Lowercased Text: hello! this is an nlp tutorial by prof. hong jeong in aidt class at iut. let's learn, step-by-step.
Cleaned Text: hello this is an nlp tutorial by prof hong jeong in aidt class at iut lets learn stepbystep


### 2. Tokenization
Split text into individual words or subword units for further analysis.

- Word Tokenization splits text into individual words.
- Subword Tokenization (BPE - Byte Pair Encoding) captures out-of-vocabulary words and morphological components.

In [190]:
# Word Tokenization
try:
    tokens = word_tokenize(text)
    print("Word Tokens:", tokens)
except LookupError as e:
    print("Error loading punkt resource.
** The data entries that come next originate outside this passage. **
PR #816, opened 2018-02-21
Fix urlize markdown extension

azaghal:
This PR revamps the way the urlize markdown extension is implemented. It is *not* backwards compatible, though. While testing the old implementation, there was a number of issues I ran into (like lots of inline samples not working).

One of the big changes is that the link must be a standalone word (e.g. either at beginning/end of text or surrounded by spaces). This should help avoid some issues.

In general, though, one could see this extension (even the old implementation) as somewhat fragile/too optimistic. For example, if you have an OID 1.2.3.4, it'll get recognised as a link.

On a positive note, the extension has a bit more extensive tests in place now.

### DIFF
--- a/src/wiki/plugins/links/mdx/urlize.py
+++ b/src/wiki/plugins/links/mdx/urlize.py
@@ -4,18 +4,20 @@ import markdown
 
 # Regular expression is meant to match the following pattern:
 #
-# [BEGIN_URL][PROTOCOL]HOST[:PORT][/[PATH]][END_URL]
+# [BEGIN][PROTOCOL]HOST[:PORT][/[PATH]][END]
 #
 # Everything except HOST is meant to be optional, as denoted by square
 # brackets.
 #
 # Patter elements are as follows:
 #
-# BEGIN_URL
-#   Either '<' or '('.
+# BEGIN
+#   String preceding the link. Can be empty, or any string that ends
+#   in whitespace, '(', or '<'.
 #
 # PROTOCOL
-#   One of: 'http://', 'https://', 'ftp://', or 'ftps://'.
+#   Syntax defined in https://tools.ietf.org/html/rfc3986 - for
+#   example: 'http://', 'https://', 'ftp://', or 'ftps://'.
 #
 # HOST
 #   Host can be one of: IPv4 address, IPv6 address in full form, IPv6
@@ -31,8 +33,10 @@ import markdown
 #   Additional PATH, including any GET parameters that should be part
 #   of the URL.
 #
-# END_URL
-#   Either '>' or ')'. Should match with same type as BEGIN_URL.
+# END
+#   String following the link. Can be empty, or any string that ends
+#   in whitespace, ')', or '>'. If ')', then must match with '(' in
+#   BEGIN. If '>', then must match with '<' in BEGIN.
 #
 # It should be noted that there are some inconsitencies with the below
 # regex, mainly that:
@@ -44,20 +48,26 @@ import markdown
 # In order to make the regex easier to handle later on, the following
 # named groups are provided:
 #
-# - begin (character denoting beginning of URL)
+# - begin (string coming before the link, including whitespace or
+#   brackets).
 # - url (entire URL that can be used, for example, as actual link for
 #   href).
 # - protocol (protocol, together with the trailing ://)
 # - host (just the host part)
 # - port (just the port number)
 # - path (path, combined with any additional GET parameters)
-# - end (character denoting end of URL)
+# - end (string coming after the link, including whitespace or
+#   brackets)
 #
 URLIZE_RE = (
-    r'(?P<begin>[\(\<])?(?P<url>'  # begin url group
+    # Links must start at beginning of string, or be preceded with
+    # whitespace, '(', or '<'.
+    r'^(?P<begin>|.*?[\s\(\<])'
+
+    r'(?P<url>'  # begin url group
 
     # Leading protocol specification.
-    r'(?P<protocol>http://|https://|ftp://|ftps://|)'
+    r'(?P<protocol>([A-Z][A-Z0-9+.-]*://|))'
 
     # Host identifier
     r'(?P<host>'  # begin host identifier group
@@ -78,7 +88,10 @@ URLIZE_RE = (
     # Optional trailing slash with path and GET parameters.
     r'(/(?P<path>[^\s\[\(\]\)\<\>]*))?'
 
-    r')(?P<end>[\)\>])?'  # end url group
+    r')'  # end url group
+
+    # Links must stop at end of string, or be followed by a whitespace, ')', or '>'.
+    r'(?P<end>[\s\)\>].*?|)$'
 )
 
 
@@ -92,14 +105,12 @@ class UrlizePattern(markdown.inlinepatterns.Pattern):
         """
 
         # Ensure links are matched only if they stand on their own to avoid bad matches etc.
-        return re.compile(r'^(|.*?\s)%s(\s.*?|)$' % URLIZE_RE, re.DOTALL | re.UNICODE | re.IGNORECASE)
+        return re.compile(URLIZE_RE, re.DOTALL | re.UNICODE | re.IGNORECASE)
 
     def handleMatch(self, m):
         """
         Processes match found within the text.
         """
-
-        matched_string = m.group(0)
 
         protocol = m.group('protocol')
 
@@ -111,12 +122,26 @@ class UrlizePattern(markdown.inlinepatterns.Pattern):
 
         # If opening and ending character for URL are not the same,
         # return text unchanged.
-        if begin_url == '<' and end_url != '>' or begin_url == '(' and end_url != ')':
-            return matched_string
+        if begin_url:
+            begin_delimeter = begin_url[-1]
+        else:
+            begin_delimeter = ''
+        if end_url:
+            end_delimeter = end_url[0]
+        else:
+            end_delimeter = ''
+
+        if (
+                begin_delimeter == '<' and end_delimeter != '>' or
+                begin_delimeter == '(' and end_delimeter != ')' or
+                end_delimeter == ')' and begin_delimeter != '(' or
+                end_delimeter == '>' and begin_delimeter != '<'
+        ):
+            return url
 
         # If no supported protocol is specified, assume plaintext http
         # and add it to the url.
-        if protocol not in ('http://', 'https://', 'ftp://', 'ftps://'):
+        if protocol == '':
             url = 'http://' + url
 
         # Convenience link to distinguish external links more easily.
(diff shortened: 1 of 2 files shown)


src/wiki/plugins/links/mdx/urlize.py
```diff
@@ -2,98 +2,138 @@
...
 
     def handleMatch(self, m):
-        url = m.group(2)
+        """
+        Processes match found within the text.
+        """
+
+        matched_string = m.group(0)
 
-        if url.startswith('<'):
```
azaghal: Actually, this one might not be correctly handled in my new code - what was the intention of this specific check in the original code? I might need to remove special handling for URLs like '<example.com>' or '(example.com)'? Not sure.

benjaoming:
Haven't arrived to reviewing this quite yet, sorry -- might be a couple of days.

> It is not backwards compatible

This part, could you clarify?

benjaoming:
Really exciting and needed improvement btw!

azaghal:
Apropos backwards incompatibilities, well, the following comes to my mind:

- Old code was not able to pass a number of the listed inline samples. It'd produce invalid results, so in a way my code would pass some of those.
- I've removed requirement for matching only `www.DOMAIN` as a FQDN link. Now any kind of FQDN will work.
- I've introduced requirement to have the link standing as standalone string. E.g. it must be at text beginning, text ending, line beginning, or have spaces (any sort of spaces) around it. This helps avoid some issues related to partial matches and the like, for example `-invalid.example.com` would end-up being `<p>-invalid<a href="http://example.com/">example.com</a><p>` in the old code, while with my code it will not end-up being matched at all (can't begin FQDN with a leading dash).
- The matching logic for IPv6 has been changed, since I ran into some kind of loop with the old pattern. Not sure if my new code is the right thing to do. Had a look at some IPv6 regexes out there, but I think they're major PITA to understand and maintain long-term.

I guess one way to check would be to run the new tests against the old code to see what the differences are.

benjaoming:
@azagha Thanks for explaining!l That's really cool, thanks! Am not sure how later versions of Django's `urlize` template filter works, but perhaps it is also worth a look.

Sounds like the backwards incompatibilities are desirable, so I wouldn't call them incompatibilities -- maybe just "improvements" :)

tests/plugins/links/test_urlize.py
```diff
@@ -0,0 +1,231 @@
...
+class TestUrlizeExtension:
+
+    def setup_method(self):
+        self.md = markdown.Markdown(extensions=[UrlizeExtension()])
+
+    @pytest.mark.parametrize("markdown_text, expected_output", FIXTURE_POSITIVE_MATCHES)
+    def test_positive_matches(self, markdown_text, expected_output):
+        assert self.md.convert(markdown_text) == expected_output
+
+    @pytest.mark.parametrize("markdown_text, expected_output", FIXTURE_NEGATIVE_MATCHES)
```
atombrella: Isn't this equivalent/comparable to `unittest.subTest`? I'm not sure how @benjaoming feels about different styles in the test suite, but I think choosing one consistent style is easier to maintain.

tests/plugins/links/test_urlize.py
```diff
@@ -0,0 +1,231 @@
...
+    def test_negative_matches(self, markdown_text, expected_output):
+        assert self.md.convert(markdown_text) == expected_output
```
atombrella: See comment above, use `self.assertEqual` instead? This is what all the other tests use.

benjaoming: Actually, when you are running `pytest`, it will catch these assertion errors and display the problems just as cleanly as `self.assertEqual`. Maybe even better. I don't want to say that it's necessarily better than the other, because it implies fixing up the remaining codebase or having some policy.. I would think both are fine :)

tests/plugins/links/test_urlize.py
benjaoming: Yup, I would agree that if `unittest` can do it, that's option 1.. then what `pytest` can offer would be second choice. But I think it's highly highly imaginative to think that one would want to change from `pytest` in a near future. Seems unlikely that a better test suite pops up or that `pytest` makes breaking API changes.

src/wiki/plugins/links/mdx/urlize.py
```diff
@@ -2,98 +2,138 @@
...
+# - path (path, combined with any additional GET parameters)
+# - end (character denoting end of URL)
+#
+URLIZE_RE = (
+    r'(?P<begin>[\(\<])?(?P<url>'  # begin url group
 
->>> md.convert('go to <http://example.com> now!')
-'<p>go to <a href="http://example.com">http://example.com</a> now!</p>'
+    # Leading protocol specification.
+    r'(?P<protocol>http://|https://|ftp://|ftps://|)'
```
benjaoming: Could also be `onion` :P

Actually this might as well be agnostic to the protocol? https://en.wikipedia.org/wiki/Uniform_Resource_Identifier#Syntax

src/wiki/plugins/links/mdx/urlize.py
```diff
@@ -2,98 +2,138 @@
...
 
->>> md.convert('del.icio.us')
-'<p>del.icio.us</p>'
+    r'[0-9]{1,3}\.[0-9]{1,3}\.[0-9]{1,3}\.[0-9]{1,3}|'  # IPv4, match before FQDN
+    r'\[?([A-F0-9]{1,4}:){7}([A-F0-9]{1,4})\]?|'  # IPv6, full form
+    r'\[?:(:[A-F0-9]{1,4}){1,6}\]?|'  # IPv6, leading zeros removed
+    r'([A-F0-9]{1,4}:){1,6}:([A-F0-9]{1,4}){1,6}|'  # IPv6, zeros in middle removed.
+    r'\[?([A-F0-9]{1,4}:){1,6}:\]?|'  # IPv6, trailing zeros removed
+    r'\[?::\]?|'  # IPv6, just "empty" address
+    r'([A-Z0-9]([A-Z0-9-]{0,61}[A-Z0-9])?\.)+([A-Z]{2,6}\.?|[A-Z0-9-]{2,}\.?)|'  # FQDN
```
benjaoming: Great! We retain our `.horse` TLD support :)

src/wiki/plugins/links/mdx/urlize.py
benjaoming: I'm not sure if using `urlize` should cover such. After all, it's meant as a simple shortcut to make certain things clickable. It would be nice if it didn't fire on too many objects and created useless broken links without the user being able to disable it. For all other use cases that it doesn't cover, we can just refer people to the true Markdown syntax: `[text to click](http://whatever.horse)`

src/wiki/plugins/links/mdx/urlize.py
```diff
@@ -2,98 +2,138 @@
...
+    def getCompiledRegExp(self):
+        """
+        Return compiled regular expression for matching the URL
+        patterns. We introduce case-insensitive matching in addition
+        to standard matching flags added by parent class.
+        """
 
-    """ Return a link Element given an autolink (`http://example/com`). """
+        # Ensure links are matched only if they stand on their own to avoid bad matches etc.
+        return re.compile(r'^(|.*?\s)%s(\s.*?|)$' % URLIZE_RE, re.DOTALL | re.UNICODE | re.IGNORECASE)
```
benjaoming: There's already the group called `end` in `URLIZE_RE`, perhaps somehow merge the remaining regular expression logic with that and add a group `start` ?

src/wiki/plugins/links/mdx/urlize.py
azaghal: Ok, I'll update code to not mess with these characters at all.

tests/plugins/links/test_urlize.py
azaghal: I'll have a look at what unittest has to offer in terms of parametrisation. This stuff could be done in loop as well, but thought it was a nice thing to take advantage of functionality.

tests/plugins/links/test_urlize.py
azaghal: If nothing else in the test code uses this, I'll convert this into `unittest` test. Consistency is good. Or, as I like to put it - you want to introduce something new? Then go ahead and do it _everywhere_ :)

tests/plugins/links/test_urlize.py
azaghal: Just had a look at it, that's a nice addition to unittest. I still find pytest a little bit superior, but better to keep everything consistent :)

azaghal: Ok, I take it back a bit. There's a [known missing support for `subTest`](https://github.com/pytest-dev/pytest/issues/1367) in `pytest`.

So, with pytest variant all possible things will be run even if some of them fail, with `pytest + subTest`, tests will stop after first failure.

So... Pick your poison, gentlemen :)

I could "worst case" convert everything to TestCase etc, but still use `pytest`'s parametrisation.

benjaoming: @azaghal then I think it's totally fair to leave it as it is :) I don't want to impose some really rigid way of cutting out obvious benefits of using `pytest` -- after all, it's there to improve testing.

azaghal: Sheesh, ok, another update [from official pytest docs](https://docs.pytest.org/en/latest/unittest.html#pytest-features-in-unittest-testcase-subclasses) - the parametrize thing is not supported.

So... Might need to stick to `pytest`-style unit test unless you're fine with test stopping on first failure?

Again a matter of choose your poison thing, just let me know :)

src/wiki/plugins/links/mdx/urlize.py
azaghal: I actually had to go ahead and verify there _is_ a `.horse` TLD. And congratulations - I'm adding a test for it.

src/wiki/plugins/links/mdx/urlize.py
azaghal: I think begin/end will end-up being dropped once I remove the `()` and `<>` syntax support.

src/wiki/plugins/links/mdx/urlize.py
azaghal: I'll incorporate this change as well.

src/wiki/plugins/links/mdx/urlize.py
azaghal: I ended-up including the `()` and `<>` handling, but in a more robust way.

tests/plugins/links/test_urlize.py
azaghal: I'll be leaving the tests as `pytest`-tailored.

tests/plugins/links/test_urlize.py
azaghal: Went for ease of use instead of consistency. I'll trump over my own words and not do it everywhere, though...

teury:
urlize

Amazing work.

I see a small error that creates links after a point.

benjaoming:
@teury thanks opened an issue for that - are you able to work on it? :)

Ensure the directory structure is correct.", e)

# Subword Tokenization (BPE)
subword_tokens = tokenizer.tokenize(text)
print("Subword Tokens:", subword_tokens)

Word Tokens: ['hello', 'this', 'is', 'an', 'nlp', 'tutorial', 'by', 'prof', 'hong', 'jeong', 'in', 'aidt', 'class', 'at', 'iut', 'lets', 'learn', 'stepbystep']
Subword Tokens: ['hello', 'this', 'is', 'an', 'nl', '##p', 'tutor', '##ial', 'by', 'prof', 'hong', 'je', '##ong', 'in', 'aid', '##t', 'class', 'at', 'i', '##ut', 'lets', 'learn', 'step', '##by', '##ste', '##p']
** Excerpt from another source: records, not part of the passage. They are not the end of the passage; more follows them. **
PR #1411, opened 2024-03-20
8324939: Editable TableView loses focus after commit

jperedadnr:
This PR fixes the issue that after committing an edit on a ListView/TreeView/TableView/TreeTableView control, the control might lose the focus unexpectedly.

For that, it refactors the `ControlUtils::requestFocusOnControlOnlyIfCurrentFocusOwnerIsChild` method, in order to check if the control (`ListView`, `TreeView`, `TableView`, `TreeTableView`) should request the focus _before_ the actual focus owner (which could be the control added to the cell to edit its content, like a `TextField`) is removed from the cell, so the `Control::requestFocus` call, if needed, can be still invoked after the edit commit is done (as it was done before).

By adding `ControlUtils::controlShouldRequestFocusIfCurrentFocusOwnerIsChild` the `Cell::commitEdit` implementations can now query if the control should have the focus, after `super.commitEdit(newValue);` but before firing the `CellEditEvent` and calling `updateItem()`, and if the result is true, then request focus after the edit commit ends (like it was done before).

Two new tests per control have been included, to verify that the focus remains at the control, one for edit cancel (this passes before and after the proposed changes), one for edit commit (this fails before and passes after including the proposed fix).

---------
### Progress

### Issue
 * [JDK-8324939](https://bugs.openjdk.org/browse/JDK-8324939): Editable TableView loses focus after commit (**Bug** - P4)

### Reviewers

### Reviewing

Checkout this PR locally: \
`$ git fetch https://git.openjdk.org/jfx.git pull/1411/head:pull/1411` \
`$ git checkout pull/1411`

`$ git checkout pull/1411` \
`$ git pull https://git.openjdk.org/jfx.git pull/1411/head`

</details>

Checkout this PR locally: \
`$ git pr checkout 1411`

`$ git pr show -t 1411`

</details>

<a href="https://git.openjdk.org/jfx/pull/1411.diff">https://git.openjdk.org/jfx/pull/1411.diff</a>

</details>

### Webrev
[Link to Webrev Comment](https://git.openjdk.org/jfx/pull/1411#issuecomment-2009304221)

### DIFF
--- a/modules/javafx.controls/src/test/java/test/javafx/scene/control/TreeViewTest.java
+++ b/modules/javafx.controls/src/test/java/test/javafx/scene/control/TreeViewTest.java
@@ -2359,9 +2359,7 @@ public class TreeViewTest {
         treeView.requestFocus();
         assertTrue(treeView.isFocused());
 
-        VirtualFlowTestUtils.BLOCK_STAGE_LOADER_DISPOSE = true;
         TreeCell cell = (TreeCell) VirtualFlowTestUtils.getCell(treeView, 0);
-        VirtualFlowTestUtils.BLOCK_STAGE_LOADER_DISPOSE = false;
         assertTrue(cell.getSkin() instanceof TreeCellSkin);
         assertNull(cell.getGraphic());
         assertEquals("John", cell.getText());
@@ -2405,9 +2403,7 @@ public class TreeViewTest {
         treeView.requestFocus();
         assertTrue(treeView.isFocused());
 
-        VirtualFlowTestUtils.BLOCK_STAGE_LOADER_DISPOSE = true;
         TreeCell cell = (TreeCell) VirtualFlowTestUtils.getCell(treeView, 0);
-        VirtualFlowTestUtils.BLOCK_STAGE_LOADER_DISPOSE = false;
         assertTrue(cell.getSkin() instanceof TreeCellSkin);
         assertNull(cell.getGraphic());
         assertEquals("John", cell.getText());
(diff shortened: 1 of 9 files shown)


andy-goryachev-oracle:
> Can you review this?

in the queue; yes.

modules/javafx.controls/src/test/java/test/javafx/scene/control/TreeViewTest.java
```diff
@@ -2343,6 +2344,98 @@ private void test_rt_37853(boolean replaceRoot) {
...
+        treeView.setShowRoot(false);
+
+        TreeItem<String> item = new TreeItem<>("John");
+        treeView.getRoot().getChildren().add(item);
+
+        StageLoader sl = new StageLoader(new Button(), treeView);
+        treeView.requestFocus();
+        assertTrue(treeView.isFocused());
+
+        VirtualFlowTestUtils.BLOCK_STAGE_LOADER_DISPOSE = true;
```
Maran23, line 2362: This should not be needed since you are creating a `stageLoader` above. This seems to be only used when no `stageLoader` was created before

jperedadnr: Thanks @Maran23, I've removed it now from the added tests.

andy-goryachev-oracle (approved):

modules/javafx.controls/src/test/java/test/javafx/scene/control/TreeViewTest.java
Maran23: > I wish there was a more reliable way of implementing getCell() without resorting to undocumented flags like BLOCK_STAGE_LOADER_DISPOSE.

There is, just add the virtual container to a Stage. Since the cells are only created inside the skin, which is only created when the component is inside the scene tree.

Maran23 (approved):
Looks good to me too. 
Fix and the rationale behind makes sense. 
Something I also noticed on virtual containers.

### 3. Stemming and Lemmatization
Reduce words to their base forms to normalize similar words (e.g., 'running' to 'run').
- Stemming cuts down words to their base or root form, which may not always be a valid word.
- Lemmatization reduces words to their dictionary form (lemma) and is more accurate but requires knowledge of the word’s part of speech.


In [191]:
# Applying stemming
stemmed_tokens = [stemmer.stem(word) for word in tokens]
print("Stemmed Tokens:", stemmed_tokens)

# Applying lemmatization
lemmatized_tokens = [lemmatizer.lemmatize(word) for word in tokens]
print("Lemmatized Tokens:", lemmatized_tokens)
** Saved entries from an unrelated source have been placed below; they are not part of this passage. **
PR #1413, opened 2024-03-20
8319555: [TestBug] Utility for creating instruction window for manual tests

andy-goryachev-oracle:
## ManualTestWindow

This facility provides the base class for manual tests which displays the test instructions,
the UI under test, and the Pass/Fail buttons.

Example:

Stemmed Tokens: ['hello', 'thi', 'is', 'an', 'nlp', 'tutori', 'by', 'prof', 'hong', 'jeong', 'in', 'aidt', 'class', 'at', 'iut', 'let', 'learn', 'stepbystep']
Lemmatized Tokens: ['hello', 'this', 'is', 'an', 'nlp', 'tutorial', 'by', 'prof', 'hong', 'jeong', 'in', 'aidt', 'class', 'at', 'iut', 'let', 'learn', 'stepbystep']


### 4. Stop-word Removal
Remove common words (e.g., "the", "is", "in") that do not add significant meaning.

Removing stop-words helps reduce noise in the data, especially when focusing on meaningful words.

In [192]:
# Remove stop-words
filtered_tokens = [word for word in tokens if word not in stop_words]
print("Filtered Tokens (Stop-words removed):", filtered_tokens)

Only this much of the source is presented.